In an situation where the power supply voltage VDDH is applied to an interface portion 4 after the power supply voltage VDD is applied to the core circuit 2, no problem would arise. In that situation, the logic levels of the two pairs of signals to be sent from the core circuit 2 to the interface portion 4 are determined prior to application of the power supply voltage to the interface portion 4. Hence, there is no possibility that the PMOS and NMOS transistors PD and ND are simultaneously turned ON. Accordingly, no current flowing through the transistors PD and ND is caused. However, in an situation contrary to the foregoing case, where the power supply voltage VDD is applied to the core circuit 2 after the power supply voltage VDDH is applied to the interface portion 4, a problem will arise as below.

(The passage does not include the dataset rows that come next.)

PR #3020, opened 2021-01-23
make sure the server is stopped before closing all server sessions

### LINKED ISSUE #3019: New session is left to linger if created while (*packetHandlerMap).CloseServer is executing
This happens when `(*baseServer).Close` calls `(*packetHandlerMap).CloseServer` before `(*baseServer).createNewSession` calls `(*packetHandlerMap).AddWithConnID`.

`(*packetHandlerMap).CloseServer` will shutdown the active sessions while `(*packetHandlerMap).AddWithConnID` blocks on the mutex. Eventually `(*packetHandlerMap).AddWithConnID` runs and adds the Session successfully. The Session then ends in `(*baseServer).handleNewSession` where it waits until handshake/idle timeout. `(*baseServer).Close` does nothing additional that could cause this Session to close.

I didn't find easy way to write a test to validate this so this is only based on reading the code.

marten-seemann:
Fixes #3019.

@rip-create-your-account Do you think this fixes the bug that you discovered?

### DIFF
--- a/server.go
+++ b/server.go
@@ -274,25 +274,27 @@ func (s *baseServer) accept(ctx context.Context) (quicSession, error) {
 
 // Close the server
 func (s *baseServer) Close() error {
-	s.sessionHandler.CloseServer()
 	s.mutex.Lock()
-	defer s.mutex.Unlock()
 	if s.closed {
+		s.mutex.Unlock()
 		return nil
 	}
 	if s.serverError == nil {
 		s.serverError = errors.New("server closed")
 	}
-	var err error
 	// If the server was started with ListenAddr, we created the packet conn.
 	// We need to close it in order to make the go routine reading from that conn return.
-	if s.createdPacketConn {
-		err = s.sessionHandler.Destroy()
-	}
+	createdPacketConn := s.createdPacketConn
 	s.closed = true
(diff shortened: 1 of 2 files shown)


lucas-clemente (approved):

server.go
```diff
@@ -274,23 +274,26 @@ func (s *baseServer) accept(ctx context.Context) (quicSession, error) {
...
 	s.closed = true
 	close(s.errorChan)
+	s.mutex.Unlock()
+
+	s.sessionHandler.CloseServer()
+	var err error
+	if createdPacketConn {
+		err = s.sessionHandler.Destroy()
+	}
 	<-s.running
```
rip-create-your-account, line 297: I think `CloseServer()` could still be called before `(*baseServer).run` finishes processing a packet and calls `AddWithConnID` with the same end result.

I think receiving `<-s.running` is necessary before calling `CloseServer()` to ensure that `(*baseServer).run` is not processing a packet. 
```golang
	<-s.running
	s.sessionHandler.CloseServer()
  var err error
	if createdPacketConn {
		err = s.sessionHandler.Destroy()
	}
```

marten-seemann: Right. Thank you!

PR #3031, opened 2021-02-05
add support for QUIC draft-34

marten-seemann:
QUIC draft-34 will (if everything goes according to plan at the IETF) become QUIC v1.

draft-34 uses a different salt for Initial packet encryption, and it changes the TLS extension code point for the QUIC transport parameter extension (yay!).

We're not allowed to deploy this version on the public internet yet. I added a note for `SupportedVersions`, so we don't forget that when cutting the next release.

### DIFF
--- a/http3/server.go
+++ b/http3/server.go
@@ -32,6 +32,7 @@ var (
 const (
 	nextProtoH3Draft29      = "h3-29"
 	nextProtoH3Draft32      = "h3-32"
+	nextProtoH3Draft34      = "h3-34"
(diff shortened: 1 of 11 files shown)


lucas-clemente (approved):

marten-seemann:
I got this wrong in part. draft-34 is draft-34, not version 1. *Maybe* (after IESG review), there'll be a version 1, which will be identical to draft-34 though.

I updated the PR accordingly.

At the time when the power supply voltage VDDH is applied to the interface portion 4, each potential of the gate electrodes of the NMOS transistors N0 and N1 of the level shifter 16 is kept at a low logic level (i.e., the level of GND). Accordingly, a potential of the node D1 as an output terminal is indefinite and may possibly be set at a low logic level (i.e., the level of GND), for example. Likewise, since each potential of the gate electrodes of the NMOS transistors N2 and N3 of the level shifter 18 is kept at a low logic level at the time of power supply, a potential of the node D2 as an output terminal is indefinite and may possibly be set at a high logic level (i.e., the level of VDDH), for example. With the potentials of the nodes D1 and D2 being set as such, the PMOS transistor PD and the NMOS transistor ND are simultaneously turned and kept ON until levels of signals to be respectively inputted from the level shifters 16 and 18 are determined. Each of the transistors PD and ND functioning as an output driver is configured so as to have a grater driving force than that of any other transistor having a different function. For this reason, when the PMOS transistor PD and the NMOS transistor ND are simultaneously turned ON, it results in generation of a large amount of current flow. The large amount of current flow is likely to cause wire-disconnection or the like, leading to destruction of the semiconductor device.